- _Work instructions_
List every line below containing "pfcwd".

####################

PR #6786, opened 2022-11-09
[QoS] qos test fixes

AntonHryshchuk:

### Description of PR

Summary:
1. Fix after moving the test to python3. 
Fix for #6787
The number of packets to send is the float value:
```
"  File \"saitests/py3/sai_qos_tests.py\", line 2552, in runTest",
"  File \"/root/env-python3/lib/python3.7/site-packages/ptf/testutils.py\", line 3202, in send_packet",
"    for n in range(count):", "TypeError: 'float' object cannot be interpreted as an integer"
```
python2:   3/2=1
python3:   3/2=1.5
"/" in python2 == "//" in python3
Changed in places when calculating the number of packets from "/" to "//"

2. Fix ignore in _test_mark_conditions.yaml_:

####################

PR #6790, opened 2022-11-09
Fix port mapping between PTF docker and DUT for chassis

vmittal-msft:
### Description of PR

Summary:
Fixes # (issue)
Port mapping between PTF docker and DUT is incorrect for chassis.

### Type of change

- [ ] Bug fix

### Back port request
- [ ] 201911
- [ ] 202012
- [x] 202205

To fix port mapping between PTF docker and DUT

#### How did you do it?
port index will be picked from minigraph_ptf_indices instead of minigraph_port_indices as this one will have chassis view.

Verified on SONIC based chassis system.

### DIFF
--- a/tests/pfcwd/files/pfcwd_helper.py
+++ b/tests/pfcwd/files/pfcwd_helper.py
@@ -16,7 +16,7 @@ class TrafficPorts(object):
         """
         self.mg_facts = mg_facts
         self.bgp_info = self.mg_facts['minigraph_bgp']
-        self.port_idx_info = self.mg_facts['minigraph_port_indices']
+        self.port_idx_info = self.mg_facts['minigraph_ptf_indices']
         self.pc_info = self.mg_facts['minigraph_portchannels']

####################

- _Solved problem_
--- a/tests/pfcwd/files/pfcwd_helper.py
+++ b/tests/pfcwd/files/pfcwd_helper.py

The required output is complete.